Lots of stratagems can help people who are languishing at the bottom of the U. Yet, at the end of the day, the currents we battle there run strong and deep, and, in real life, the countermeasures at our disposal can alleviate the dissatisfaction, but are unlikely to eliminate it. I am not even sure eliminating it is a good idea. Remember: the happiness curve, however unpleasant at its nadir, seems to be part of a healthy and important personal (and social) transition. If we could drink a potion and make it go away, we might find ourselves much the poorer later on in life. Perhaps, as Frost said, the best way out is through. For most people, a midlife slump is bothersome but not traumatic—especially if you are aware that it is common, it ends, and it is not catastrophic. Most people can wait, if they need to. For most, waiting will pay dividends.
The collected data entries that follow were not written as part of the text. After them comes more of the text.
PR #1040, opened 2024-04-12
Update extensions to 1.2.0-rc.1, add siblings

mikeradka:
#### Related Issue: 

N/A

#### Description of changes:

Updates extension versions to `1.2.0-rc.1`, adds siblings to `tunnel_type_id` and `protocol_id`.

### DIFF
--- a/dictionary.json
+++ b/dictionary.json
@@ -3045,6 +3045,7 @@
     "protocol_id": {
       "caption": "Protocol ID",
       "description": "The normalized networking protocol ID. See specific usage.",
+      "sibling": "protocol_name",
       "type": "integer_t"
     },
     "protocol_name": {
@@ -4017,6 +4018,7 @@
     "tunnel_type_id": {
       "caption": "Type",
       "description": "The normalized tunnel type ID.",
+      "sibling": "tunnel_type",
       "type": "integer_t"
     },
     "type": {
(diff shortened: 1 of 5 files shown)


pagbabian-splunk (commented):
I see we are using `_name` instead of the non `_id` base name, I assume because `protocol` was too general?  Should be used with 'Other'?

mikeradka:
> I see we are using `_name` instead of the non `_id` base name, I assume because `protocol` was too general? Should be used with 'Other'?

Yes, too general, plus it would mean a new dictionary attribute whereas `protocol_name` already exists there. In the context of the class, `protocol_name` is defined as `The networking protocol associated with the tunnel.`

floydtree (approved):

Aniak5 (dismissed):

mikeradka:
Per conversation with @pagbabian-splunk:

We looked at protocol_id and it doesn’t fit the normal sibling convention of `name-minus-id` (eg `protocol_id` and `protocol`. Using `protocol` would entail creating a new attribute in the dictionary. And along with that, `protocol_name` is an existing dictionary attribute that would end up meaning the same thing - so if we took that route, we’d have to do a bunch of changes and deprecate `protocol_name`.

The path of least resistance is to have the `tunnel` class just use the existing string `protocol_name`, and remove the new `protocol_id` attribute.

I removed `protocol_id` from the `dictionary` and from the `tunnel class`, so there will be no need for a new dictionary object or siblings.

Now we have this:
image

pagbabian-splunk (approved):

zschmerber (approved):

Aniak5 (approved):

Issue #1041, opened 2024-04-15
Process Activity and Memory Activity cannot adequately describe common injection-related behaviours


davemcatcisco:
In a `Process Activity` event with an `activity_id` of `4` (`activity` of `Inject`), the `injection_type_id` attribute is used to describe the mechanism through which execution was achieved in an injected process. This attribute is an enumeration of values. The enumeration does not currently have an entry to describe the execution technique whereby an asynchronous procedure call (APC) is queued to an alertable thread by using either the `QueueUserAPC` Win32 API or the `Nt/ZwQueueApcThread` system call. This is [T1055.004](https://attack.mitre.org/techniques/T1055/004/) in the MITRE ATT&CK taxonomy.

In a `Memory Activity` event, the `activity_id` enumerated attribute includes entries to describe various techniques that can be used to manipulate the virtual address space of a process. However, it does not have any entry to describe the case where a shared memory object (aka _section_) is mapped into a process using either the `MapViewOfFile2` Win32 API or the `Nt/ZwMapViewOfSection` system call.

I intend to address these gaps in a forthcoming PR.

davemcatcisco:
Issue resolved by PR #1060.

PR #1042, opened 2024-04-15
Address gaps in Process Activity and Memory Activity wrt process injection.

davemcatcisco:
#### Related Issue: 

[#1041: Process Activity and Memory Activity cannot adequately describe common injection-related behaviours](https://github.com/ocsf/ocsf-schema/issues/1041)

#### Description of changes:

* Added entry to `injection_type_id` enum in dictionary.json to cover queueing of an asynchronous procedure call (APC).
* Added entry to `activity_id` enum in events/system/memory.json to cover mapping of shared memory object.

### DIFF
--- a/CHANGELOG.md
+++ b/CHANGELOG.md
@@ -46,7 +46,7 @@ Thankyou! -->
     5. Added `data_classification` object. #998
 
 * #### Observables
-    1. Added `port_t` `subnet_t` `cmd_line` `country` `pid` ``cwe.uid` `cve.uid`, `user_agent` enum items. #1035
+    1. Added `port_t` `subnet_t` `cmd_line` `country` `pid` `cwe.uid` `cve.uid` `user_agent` enum items. #1035
 
 * #### Platform Extensions
 
--- a/CHANGELOG.md
+++ b/CHANGELOG.md
@@ -46,7 +46,7 @@ Thankyou! -->
     5. Added `data_classification` object. #998
 
 * #### Observables
-    1. Added `port_t` `subnet_t` `cmd_line` `country` `pid` ``cwe` `user_agent` enum items. #1035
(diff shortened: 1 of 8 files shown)


davemcatcisco:
It says that I should put labels on this but the ability to do that seems to be disabled for me. The labels I would use if I could would be `process_activity`, `memory_activity`, `non_breaking`, and `v1.2.0_and_later`.

mikeradka:
This is a great catch, @davemcatcisco. One minor thing, could you change the branch to be merged to to `main` from `ocsf:v1.2.0`

pagbabian-splunk (approved):
For `process_activity` we are adding an additional injection type, is this the more specific way people think of process injection via memory activity?  In other words, is the same situation representable as both process activity or memory activity?

davemcatcisco:
> For `process_activity` we are adding an additional injection type, is this the more specific way people think of process injection via memory activity? In other words, is the same situation representable as both process activity or memory activity?

Thanks, Paul. I'm not sure I fully understand your question but I'll just say this in case it helps. Process injection broadly speaking requires two distinct things to happen:

1. Memory pages containing the code that the attacker process wishes to execute and/or the data upon which that code will operate must be present in the virtual memory space of the victim process with the appropriate page protections. There are various ways to achieve this, represented in OCSF by a `Memory Activity` event.

2. The attacker process must initiate execution of that code by a thread running within the context of the victim process. This can be achieved either by re-purposing an existing thread (temporarily or permanently) or by creating an entirely new thread for this purpose. In OCSF, this type of activity is represented by a `Process Activity` event.

It is important, I think, that these continue to be treated as two distinct activities because each can be used in isolation for other purposes, some benign and some not.

davemcatcisco:
Closing as this PR has now been superseded by #1060.

PR #1046, opened 2024-04-17
feat: adds `ext` attribute to `File` object

### LINKED ISSUE #1043: Add `ext` attribute to `File` object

In today’s world of just-in-time everything, suggesting to people that patience and gradualism and soldiering on can help solve a pressing problem seems counterintuitive, if not countercultural. We prefer to think of time as our servant, something we use and fill, rather than as our master, shaping us in ways we may not control or even understand. So wait is difficult advice to take. Perhaps it helps to bear in mind that, in the context of the happiness curve and its peculiar feedback traps, waiting is not a passive strategy. It’s not doing nothing. Waiting is a way of working with time and letting time work for us. Patience is not the whole answer for almost anyone, but it is a part of the answer for almost everyone. In the end, waiting was most of what I did in my forties. Of all the measures I used, it proved the most effective.

Thomas Cole’s middle-aged Voyager, recall, is bereft of his tiller, bereft of oars. Reassurance, in the person of his guardian angel, hovers out of sight, even as the implacable hourglass remains ever in view. His hands clasped in fearful supplication, the Voyager looks to heaven for protection, placing his fate in the care of a higher power. To Cole, that higher power was God, yet the artist’s imagery has a secular interpretation, too. In the Voyage of Life, you are a plaything of forces larger than yourself, borne upon a stream you cannot control. So relinquish control. Trust the river. Trust time.